[Opening Material shown section]

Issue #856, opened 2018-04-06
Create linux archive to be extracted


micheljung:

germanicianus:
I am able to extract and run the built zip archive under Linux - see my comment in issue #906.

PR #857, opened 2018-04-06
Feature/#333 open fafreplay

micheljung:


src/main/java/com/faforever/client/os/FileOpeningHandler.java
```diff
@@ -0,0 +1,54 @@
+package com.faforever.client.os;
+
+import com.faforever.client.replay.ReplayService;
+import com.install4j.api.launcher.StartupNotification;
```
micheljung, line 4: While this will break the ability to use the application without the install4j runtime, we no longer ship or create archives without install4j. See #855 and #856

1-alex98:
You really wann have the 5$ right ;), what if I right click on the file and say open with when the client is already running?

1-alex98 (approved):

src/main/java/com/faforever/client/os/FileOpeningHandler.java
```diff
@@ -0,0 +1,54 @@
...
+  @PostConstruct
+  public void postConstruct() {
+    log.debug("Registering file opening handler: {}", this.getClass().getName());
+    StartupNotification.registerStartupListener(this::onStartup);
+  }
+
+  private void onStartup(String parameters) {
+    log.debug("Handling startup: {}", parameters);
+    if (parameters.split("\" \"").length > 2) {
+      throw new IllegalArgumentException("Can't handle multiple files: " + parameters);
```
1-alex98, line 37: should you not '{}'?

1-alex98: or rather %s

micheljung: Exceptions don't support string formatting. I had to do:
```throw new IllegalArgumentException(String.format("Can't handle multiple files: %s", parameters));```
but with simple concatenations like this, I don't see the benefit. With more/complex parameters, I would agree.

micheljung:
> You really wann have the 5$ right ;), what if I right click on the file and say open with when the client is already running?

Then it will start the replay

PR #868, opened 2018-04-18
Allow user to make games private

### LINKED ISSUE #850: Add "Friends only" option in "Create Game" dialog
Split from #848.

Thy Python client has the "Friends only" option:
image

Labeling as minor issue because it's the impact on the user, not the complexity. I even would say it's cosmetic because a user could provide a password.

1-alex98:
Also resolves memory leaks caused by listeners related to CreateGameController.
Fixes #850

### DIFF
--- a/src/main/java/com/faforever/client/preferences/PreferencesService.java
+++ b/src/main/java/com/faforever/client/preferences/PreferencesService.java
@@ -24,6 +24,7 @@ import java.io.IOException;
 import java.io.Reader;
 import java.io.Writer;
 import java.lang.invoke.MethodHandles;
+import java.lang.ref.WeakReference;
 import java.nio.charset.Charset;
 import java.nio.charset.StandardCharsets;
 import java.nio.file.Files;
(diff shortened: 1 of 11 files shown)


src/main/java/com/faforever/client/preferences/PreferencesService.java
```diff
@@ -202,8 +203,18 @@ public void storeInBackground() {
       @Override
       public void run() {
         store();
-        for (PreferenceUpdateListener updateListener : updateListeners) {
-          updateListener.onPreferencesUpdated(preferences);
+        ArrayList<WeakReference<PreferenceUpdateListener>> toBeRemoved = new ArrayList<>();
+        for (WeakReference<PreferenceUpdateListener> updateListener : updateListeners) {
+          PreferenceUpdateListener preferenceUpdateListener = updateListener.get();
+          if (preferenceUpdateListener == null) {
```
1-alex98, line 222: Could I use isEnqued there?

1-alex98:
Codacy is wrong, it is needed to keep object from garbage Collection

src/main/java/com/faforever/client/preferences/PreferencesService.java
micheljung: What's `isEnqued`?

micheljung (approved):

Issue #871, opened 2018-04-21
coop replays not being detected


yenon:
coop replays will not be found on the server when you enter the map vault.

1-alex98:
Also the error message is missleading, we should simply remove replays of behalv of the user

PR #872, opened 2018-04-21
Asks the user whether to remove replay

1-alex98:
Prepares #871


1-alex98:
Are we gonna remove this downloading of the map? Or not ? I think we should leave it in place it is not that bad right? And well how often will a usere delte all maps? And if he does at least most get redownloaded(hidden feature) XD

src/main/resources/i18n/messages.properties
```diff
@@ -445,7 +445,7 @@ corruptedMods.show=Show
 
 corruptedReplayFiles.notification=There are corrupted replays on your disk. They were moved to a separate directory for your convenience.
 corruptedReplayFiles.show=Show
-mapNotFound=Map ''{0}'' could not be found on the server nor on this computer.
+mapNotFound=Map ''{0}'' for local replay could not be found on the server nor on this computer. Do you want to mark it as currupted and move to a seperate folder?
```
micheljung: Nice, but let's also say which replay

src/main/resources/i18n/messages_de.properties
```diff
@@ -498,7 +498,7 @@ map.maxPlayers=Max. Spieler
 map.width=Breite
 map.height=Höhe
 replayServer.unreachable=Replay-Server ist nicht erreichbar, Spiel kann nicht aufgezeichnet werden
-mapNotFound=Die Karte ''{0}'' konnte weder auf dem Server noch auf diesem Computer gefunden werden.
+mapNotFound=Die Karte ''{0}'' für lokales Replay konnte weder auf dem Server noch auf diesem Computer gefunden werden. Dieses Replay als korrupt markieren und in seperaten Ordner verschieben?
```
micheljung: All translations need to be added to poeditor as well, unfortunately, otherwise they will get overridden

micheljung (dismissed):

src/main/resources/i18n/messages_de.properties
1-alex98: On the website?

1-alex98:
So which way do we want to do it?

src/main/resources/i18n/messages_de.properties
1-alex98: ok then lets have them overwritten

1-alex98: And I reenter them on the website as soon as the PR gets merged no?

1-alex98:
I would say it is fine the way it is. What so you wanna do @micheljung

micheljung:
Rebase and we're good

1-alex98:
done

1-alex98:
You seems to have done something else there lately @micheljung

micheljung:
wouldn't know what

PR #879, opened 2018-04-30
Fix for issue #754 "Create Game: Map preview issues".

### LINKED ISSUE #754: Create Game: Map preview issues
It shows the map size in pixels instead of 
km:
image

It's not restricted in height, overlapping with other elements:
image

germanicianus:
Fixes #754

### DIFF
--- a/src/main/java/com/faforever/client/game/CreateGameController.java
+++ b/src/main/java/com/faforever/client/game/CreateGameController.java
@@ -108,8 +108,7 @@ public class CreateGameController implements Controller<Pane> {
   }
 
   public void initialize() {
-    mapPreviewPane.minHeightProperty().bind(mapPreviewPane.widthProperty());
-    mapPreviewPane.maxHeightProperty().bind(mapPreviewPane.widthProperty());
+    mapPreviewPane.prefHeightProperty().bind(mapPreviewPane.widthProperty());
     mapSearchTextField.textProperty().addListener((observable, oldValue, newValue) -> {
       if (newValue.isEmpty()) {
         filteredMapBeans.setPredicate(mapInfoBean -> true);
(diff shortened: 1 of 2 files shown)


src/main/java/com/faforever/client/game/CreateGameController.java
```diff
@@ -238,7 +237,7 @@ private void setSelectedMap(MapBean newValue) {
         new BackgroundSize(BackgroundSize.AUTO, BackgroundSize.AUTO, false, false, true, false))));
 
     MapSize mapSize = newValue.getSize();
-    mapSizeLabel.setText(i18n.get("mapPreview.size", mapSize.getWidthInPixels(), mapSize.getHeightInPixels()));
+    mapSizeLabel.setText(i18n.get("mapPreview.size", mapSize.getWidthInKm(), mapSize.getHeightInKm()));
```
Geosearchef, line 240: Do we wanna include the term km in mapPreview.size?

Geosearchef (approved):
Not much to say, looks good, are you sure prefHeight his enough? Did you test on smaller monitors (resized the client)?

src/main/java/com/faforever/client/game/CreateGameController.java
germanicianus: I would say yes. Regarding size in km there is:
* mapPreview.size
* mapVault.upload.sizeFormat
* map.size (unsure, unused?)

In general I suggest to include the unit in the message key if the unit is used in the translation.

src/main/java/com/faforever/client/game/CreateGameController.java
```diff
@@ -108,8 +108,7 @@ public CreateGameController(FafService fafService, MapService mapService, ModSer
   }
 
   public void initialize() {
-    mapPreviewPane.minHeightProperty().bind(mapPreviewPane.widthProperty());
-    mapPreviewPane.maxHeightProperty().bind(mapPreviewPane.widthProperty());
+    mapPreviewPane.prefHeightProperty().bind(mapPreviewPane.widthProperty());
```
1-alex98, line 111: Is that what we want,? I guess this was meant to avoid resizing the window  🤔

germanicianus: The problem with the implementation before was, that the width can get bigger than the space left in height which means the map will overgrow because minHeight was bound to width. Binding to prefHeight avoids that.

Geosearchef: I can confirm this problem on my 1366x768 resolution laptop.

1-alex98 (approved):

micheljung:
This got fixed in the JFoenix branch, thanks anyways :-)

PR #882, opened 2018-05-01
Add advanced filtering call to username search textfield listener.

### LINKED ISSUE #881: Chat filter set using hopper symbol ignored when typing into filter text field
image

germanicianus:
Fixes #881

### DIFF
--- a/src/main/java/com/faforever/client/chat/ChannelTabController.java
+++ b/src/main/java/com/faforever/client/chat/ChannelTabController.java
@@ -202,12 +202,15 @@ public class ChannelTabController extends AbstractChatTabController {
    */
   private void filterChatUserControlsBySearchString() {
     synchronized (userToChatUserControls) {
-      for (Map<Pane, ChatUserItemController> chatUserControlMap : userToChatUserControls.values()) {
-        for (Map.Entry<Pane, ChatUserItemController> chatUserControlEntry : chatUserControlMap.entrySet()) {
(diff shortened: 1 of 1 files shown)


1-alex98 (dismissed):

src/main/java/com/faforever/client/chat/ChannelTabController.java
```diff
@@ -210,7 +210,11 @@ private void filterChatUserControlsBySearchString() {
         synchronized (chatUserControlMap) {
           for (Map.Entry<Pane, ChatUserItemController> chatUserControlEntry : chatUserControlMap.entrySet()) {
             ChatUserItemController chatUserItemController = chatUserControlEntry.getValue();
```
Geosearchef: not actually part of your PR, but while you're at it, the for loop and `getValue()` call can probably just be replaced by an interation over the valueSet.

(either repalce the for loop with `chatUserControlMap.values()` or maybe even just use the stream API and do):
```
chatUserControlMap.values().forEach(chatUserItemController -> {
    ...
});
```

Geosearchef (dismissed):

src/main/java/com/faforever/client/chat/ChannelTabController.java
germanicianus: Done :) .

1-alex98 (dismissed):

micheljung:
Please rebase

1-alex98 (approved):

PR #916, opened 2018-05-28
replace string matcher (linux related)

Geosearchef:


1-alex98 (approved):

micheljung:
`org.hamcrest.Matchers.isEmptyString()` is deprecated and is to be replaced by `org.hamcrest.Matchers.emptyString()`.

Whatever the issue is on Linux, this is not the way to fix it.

[Closing Material shown section]
[Opening Material shown section]

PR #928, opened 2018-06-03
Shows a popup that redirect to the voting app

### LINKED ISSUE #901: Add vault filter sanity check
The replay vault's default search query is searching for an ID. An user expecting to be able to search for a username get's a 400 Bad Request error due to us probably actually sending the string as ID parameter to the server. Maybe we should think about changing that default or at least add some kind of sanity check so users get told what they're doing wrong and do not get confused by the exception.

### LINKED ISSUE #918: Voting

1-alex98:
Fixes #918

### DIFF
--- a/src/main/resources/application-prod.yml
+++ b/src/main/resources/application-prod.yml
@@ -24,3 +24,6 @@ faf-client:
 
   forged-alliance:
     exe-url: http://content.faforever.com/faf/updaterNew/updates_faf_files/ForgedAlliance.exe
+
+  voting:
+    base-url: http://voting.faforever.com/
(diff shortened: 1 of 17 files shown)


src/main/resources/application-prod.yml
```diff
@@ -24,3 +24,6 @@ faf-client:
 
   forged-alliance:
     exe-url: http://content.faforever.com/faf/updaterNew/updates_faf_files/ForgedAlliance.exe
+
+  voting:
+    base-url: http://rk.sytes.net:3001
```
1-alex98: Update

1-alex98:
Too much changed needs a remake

[Closing Material shown section]

— Work task —
Output the lines above exactly, but only those between the line holding "--- a/src/main/resources/application-prod.yml" and the line holding "(diff shortened: 1 of 17 files shown)", inclusive.

— Answer space —
--- a/src/main/resources/application-prod.yml
+++ b/src/main/resources/application-prod.yml
@@ -24,3 +24,6 @@ faf-client:
 
   forged-alliance:
     exe-url: http://content.faforever.com/faf/updaterNew/updates_faf_files/ForgedAlliance.exe
+
+  voting:
+    base-url: http://voting.faforever.com/
(diff shortened: 1 of 17 files shown)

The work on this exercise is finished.